WHAT THE TASK REQUIRES:
Every line of the records below that holds the word "field" belongs in the answer.

##### EXERCISE MATERIALS

PR #88, opened 2022-07-14
Fix #38 , do not block status updates.

### LINKED ISSUE #38: Old versions of deployment with untrusted image cannot be teared down
**Description**

I have an already running deployment which image is not signed. Cosign has been enabled for the namespace of the deployment and I would like to update the deployment with another image that is signed can be successfully verified by the policy-controller. 
So, the change was accepted for the `Deployment` resource, new `ReplicaSet` was created and then the first `Pod` is also created. At this point, kube-controller-manager tries to scale down the old replica set, however changing the old `ReplicaSet` is disallowed by cosign as it is still using the untrusted image. 

Steps to reproduce (assuming cosign is installed and running). 
1. `kubectl create namespace test`
2. 
```bash
cat <<EOF | kubectl -n test create -f -
apiVersion: apps/v1
kind: Deployment
metadata:
  name: foo-bar
spec:
  replicas: 2
  selector:
    matchLabels:
      k8s-app: foo-bar
  strategy:
    rollingUpdate:
      maxSurge: 1
      maxUnavailable: 0
    type: RollingUpdate
  template:
    metadata:
      labels:
        k8s-app: foo-bar
    spec:
      containers:
      - command: 
        - "sh"
        - "-c"
        - "sleep 3600"
        image: alpine:3.16
        imagePullPolicy: IfNotPresent
        name: sleep
EOF
```
3. `kubectl label namespace test policy.sigstore.dev/include=true`
4. `kubectl -n test patch deployments.apps foo-bar -p '{"spec":{"template":{"spec":{"containers":[{"name":"sleep","image":"<my-signed-image>"}]}}}}'`

After several seconds, the state of deployment will stuck with new replicaset with 1 replica and old replica set that cannot be scaled down
```bash
kubectl -n test get deployment,replicaset,pod
NAME                      READY   UP-TO-DATE   AVAILABLE   AGE
deployment.apps/foo-bar   3/2     1            3           8m

NAME                                 DESIRED   CURRENT   READY   AGE
replicaset.apps/foo-bar-7f7559865f   2         2         2       8m
replicaset.apps/foo-bar-bc97b45d     1         1         1       5m

NAME                           READY   STATUS    RESTARTS   AGE
pod/foo-bar-7f7559865f-d99v8   1/1     Running   0          8m
pod/foo-bar-7f7559865f-qgfjh   1/1     Running   0          8m
pod/foo-bar-bc97b45d-ndr4d     1/1     Running   0          5m
```

The error in the policy-controller is
```json
{
  "level": "error",
  "ts": "2022-06-14T19:23:57.097Z",
  "logger": "policy-controller",
  "caller": "validation/validation_admit.go:170",
  "msg": "Failed the resource specific validation",
  "commit": "a4cb262",
  "knative.dev/kind": "apps/v1, Kind=ReplicaSet",
  "knative.dev/namespace": "test",
  "knative.dev/name": "foo-bar-7f7559865f",
  "knative.dev/operation": "UPDATE",
  "knative.dev/resource": "apps/v1, Resource=replicasets",
  "knative.dev/subresource": "",
  "knative.dev/userinfo": "{system:serviceaccount:kube-system:deployment-controller a1132716-21af-4e79-9d5c-ff0440b2953d [system:serviceaccounts system:serviceaccounts:kube-system system:authenticated] map[]}",
  "error": "no matching signatures:\n: spec.template.spec.containers[0].image\n<my-signed-image-digest>",
  "stacktrace": "knative.dev/pkg/webhook/resourcesemantics/validation.validate\n\tknative.dev/pkg@v0.0.0-20220325200448-1f7514acd0c2/webhook/resourcesemantics/validation/validation_admit.go:170\nknative.dev/pkg/webhook/resourcesemantics/validation.(*reconciler).Admit\n\tknative.dev/p
kg@v0.0.0-20220325200448-1f7514acd0c2/webhook/resourcesemantics/validation/validation_admit.go:80\nknative.dev/pkg/webhook.admissionHandler.func1\n\tknative.dev/pkg@v0.0.0-20220325200448-1f7514acd0c2/webhook/admission.go:117\nnet/http.HandlerFunc.ServeHTTP\n\tnet/http/server.go:2047\
nnet/http.(*ServeMux).ServeHTTP\n\tnet/http/server.go:2425\nknative.dev/pkg/webhook.(*Webhook).ServeHTTP\n\tknative.dev/pkg@v0.0.0-20220325200448-1f7514acd0c2/webhook/webhook.go:262\nknative.dev/pkg/network/handlers.(*Drainer).ServeHTTP\n\tknative.dev/pkg@v0.0.0-20220325200448-1f7514
acd0c2/network/handlers/drain.go:110\nnet/http.serverHandler.ServeHTTP\n\tnet/http/server.go:2879\nnet/http.(*conn).serve\n\tnet/http/server.go:1930"
}
```

I am not sure how this can be avoided when the policy-controller is validating not only pods but also the higher level resources like replicasets and deployments. Also, it looks like the KCM does not use the `/scale` subresource which is not subject of admission control by the cosign and would allow tearing down the old replicaset. Here is sample patch requests not using and using the `/scale` subresource:
```bash
$ kubectl -n test patch replicaset foo-bar-7f7559865f  -p '{"spec":{"replicas": 1}}'
Error from server (BadRequest): admission webhook "policy.sigstore.dev" denied the request: validation failed: no matching signatures:
: spec.template.spec.containers[0].image
index.docker.io/library/alpine@sha256:4edbd2beb5f78b1014028f4fbb99f3237d9561100b6881aabbf5acce2c4f9454

$ kubectl -n test patch replicaset foo-bar-7f7559865f  -p '{"spec":{"replicas": 1}}' --subresource=scale
scale.autoscaling/foo-bar-7f7559865f patched
```

**Version**

```json
{
  "gitVersion": "v1.9.0",
  "gitCommit": "a4cb262dc3d45a283a6a7513bb767a38a2d3f448",
  "gitTreeState": "clean",
  "buildDate": "2022-06-03T13:47:07Z",
  "goVersion": "go1.17.11",
  "compiler": "gc",
  "platform": "linux/amd64"
}
```

vaikas:
#### Summary
If a scalable resource (deployment, rs, etc.) is not-compliant, allow for it to scale down. Fixes #38 
While playing around with this, noticed also that we are in a non-compliant case _also_ blocking status updates, which is pretty bad, so tackling that here as well.

#### Release Note

* Fixes #38 which was preventing non-compliant scalable resources (like deployment) from being torn down / scaled down
* Also allows status updates even if non-compliant.


pkg/webhook/validator.go
```diff
@@ -574,9 +620,39 @@ func ValidatePolicyAttestationsForAuthority(ctx context.Context, ref name.Refere
...
+
+	if apis.IsInUpdate(ctx) {
+		newReplicaCount := ps.Spec.Replicas
+		original := apis.GetBaseline(ctx).(*policyduckv1beta1.PodScalable)
+		if newReplicaCount != nil && original != nil && original.Spec.Replicas != nil {
+			if *newReplicaCount < *original.Spec.Replicas {
+				logging.FromContext(ctx).Debugf("Skipping validations due to scale down request %s/%s", &ps.ObjectMeta.Name, &ps.ObjectMeta.Namespace)
+				return
+			}
+		}
```
mattmoor, line 638: Maybe ad `IsScalingDown(ctx)` on `PodScalable` that you can call here?

pkg/webhook/validator.go
```diff
@@ -574,9 +620,39 @@ func ValidatePolicyAttestationsForAuthority(ctx context.Context, ref name.Refere
...
+		ServiceAccountName: ps.Spec.Template.Spec.ServiceAccountName,
+		ImagePullSecrets:   imagePullSecrets,
+	}
+	v.resolvePodSpec(ctx, &ps.Spec.Template.Spec, opt)
+}
+
 // ResolvePodSpecable implements duckv1.PodSpecValidator
 func (v *Validator) ResolvePodSpecable(ctx context.Context, wp *duckv1.WithPod) {
-	if wp.DeletionTimestamp != nil {
+	if apis.IsInDelete(ctx) {
```
mattmoor, line 655: You should check that `IsInDelete` checks the deletion timestamp, since we don't want to mess with things being finalized either.

pkg/apis/duck/v1beta1/podscalable_types.go
```diff
@@ -0,0 +1,113 @@
...
+	"k8s.io/apimachinery/pkg/runtime"
+	"knative.dev/pkg/apis"
+	"knative.dev/pkg/apis/duck"
+	"knative.dev/pkg/ptr"
+)
+
+// +genduck
+// +k8s:deepcopy-gen:interfaces=k8s.io/apimachinery/pkg/runtime.Object
+
+// PodScalable is a duck type that the are PodSpecable but also can scale.
```
hectorj2f, line 30: Question: should we add this new type to knative duck types ?

hectorj2f (approved):

pkg/apis/duck/v1beta1/podscalable_types.go
vaikas: Since it's fairly "easy" to add new duck types, Knative folks have been little hesitant to keep adding them to pkg repo. I could see about pushing them upstream later on though.

hectorj2f: Alright! 👍🏻

hectorj2f (approved):

PR #97, opened 2022-07-22
fix path in cloudbuild

cpanato:
#### Summary
- fix path in cloudbuild

#### Release Note

`n/a`

#### Documentation

`n/a`


hectorj2f (approved):
good catch!

PR #100, opened 2022-07-22
chore: add golang documentation to the api types

hectorj2f:
Signed-off-by: hectorj2f <hectorf@vmware.com>

#### Summary

I added some missing documentation about the purpose of each field in the ClusterImagePolicy definition.

### DIFF
--- a/config/300-clusterimagepolicy.yaml
+++ b/config/300-clusterimagepolicy.yaml
@@ -48,11 +48,13 @@ spec:
               type: object
               properties:
                 authorities:
+                  description: Authorities defines the rules for discovering and validating signatures.
                   type: array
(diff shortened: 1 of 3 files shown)


vaikas:
Can you also add the field descriptions to v1alpha1? Then you need to run ./hack/update-codegen.sh so it will update the actual CRD in config/ directory.

JAORMX (approved):

vaikas:
Looks like there's something wrong with the updatecode gen because it's not updating any of the comments in the v1beta1, only on v1alpha1. But, that's something that we can fix after this. Thanks!

vaikas (approved):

##########

YOUR SOLUTION:
I added some missing documentation about the purpose of each field in the ClusterImagePolicy definition.
Can you also add the field descriptions to v1alpha1? Then you need to run ./hack/update-codegen.sh so it will update the actual CRD in config/ directory.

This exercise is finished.